---- Available records

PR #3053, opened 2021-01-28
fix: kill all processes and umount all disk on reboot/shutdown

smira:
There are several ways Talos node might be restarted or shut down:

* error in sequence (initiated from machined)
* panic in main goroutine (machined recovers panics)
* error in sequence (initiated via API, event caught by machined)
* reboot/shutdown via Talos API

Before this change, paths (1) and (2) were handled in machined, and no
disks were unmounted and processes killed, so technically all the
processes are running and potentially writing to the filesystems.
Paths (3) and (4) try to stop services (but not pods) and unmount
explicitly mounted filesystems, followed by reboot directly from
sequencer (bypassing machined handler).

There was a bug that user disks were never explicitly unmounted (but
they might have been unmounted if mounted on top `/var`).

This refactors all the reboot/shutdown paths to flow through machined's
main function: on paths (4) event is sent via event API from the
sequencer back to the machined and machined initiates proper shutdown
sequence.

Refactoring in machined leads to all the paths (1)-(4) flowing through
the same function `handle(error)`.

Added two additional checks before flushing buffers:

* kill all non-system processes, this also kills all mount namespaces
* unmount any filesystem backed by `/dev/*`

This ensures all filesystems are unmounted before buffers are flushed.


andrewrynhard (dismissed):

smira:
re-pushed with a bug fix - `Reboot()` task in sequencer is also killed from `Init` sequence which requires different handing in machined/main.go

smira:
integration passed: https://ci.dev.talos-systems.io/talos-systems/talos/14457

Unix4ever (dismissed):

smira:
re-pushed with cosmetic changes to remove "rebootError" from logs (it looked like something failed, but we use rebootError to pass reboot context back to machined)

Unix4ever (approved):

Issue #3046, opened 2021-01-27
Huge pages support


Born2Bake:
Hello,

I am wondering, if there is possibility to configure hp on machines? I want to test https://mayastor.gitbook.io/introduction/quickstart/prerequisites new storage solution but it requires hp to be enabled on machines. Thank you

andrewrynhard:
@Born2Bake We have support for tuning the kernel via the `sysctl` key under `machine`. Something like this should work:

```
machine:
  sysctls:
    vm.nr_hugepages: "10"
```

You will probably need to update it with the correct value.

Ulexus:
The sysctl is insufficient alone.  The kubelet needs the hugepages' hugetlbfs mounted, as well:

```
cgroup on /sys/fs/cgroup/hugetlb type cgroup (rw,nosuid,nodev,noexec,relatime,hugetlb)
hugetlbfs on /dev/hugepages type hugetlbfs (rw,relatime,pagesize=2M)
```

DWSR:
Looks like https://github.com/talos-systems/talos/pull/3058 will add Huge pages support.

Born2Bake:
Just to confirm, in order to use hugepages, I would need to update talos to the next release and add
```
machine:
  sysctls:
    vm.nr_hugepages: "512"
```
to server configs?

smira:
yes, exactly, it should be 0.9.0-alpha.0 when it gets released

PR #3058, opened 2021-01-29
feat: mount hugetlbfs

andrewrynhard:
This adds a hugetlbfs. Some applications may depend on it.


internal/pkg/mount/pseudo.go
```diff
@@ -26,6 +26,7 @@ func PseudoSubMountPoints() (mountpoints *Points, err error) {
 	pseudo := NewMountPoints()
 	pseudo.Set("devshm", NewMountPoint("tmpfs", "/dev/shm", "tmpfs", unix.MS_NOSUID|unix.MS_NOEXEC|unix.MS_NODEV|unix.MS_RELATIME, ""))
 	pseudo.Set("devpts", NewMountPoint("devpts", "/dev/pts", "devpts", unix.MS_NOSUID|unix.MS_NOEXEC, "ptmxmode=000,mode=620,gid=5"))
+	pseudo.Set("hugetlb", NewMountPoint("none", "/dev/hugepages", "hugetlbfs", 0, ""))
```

--------

| Your objective |
Pick out the lines above containing the word "have", then copy them.

| Solution to the problem |
they might have been unmounted if mounted on top `/var`).
@Born2Bake We have support for tuning the kernel via the `sysctl` key under `machine`. Something like this should work:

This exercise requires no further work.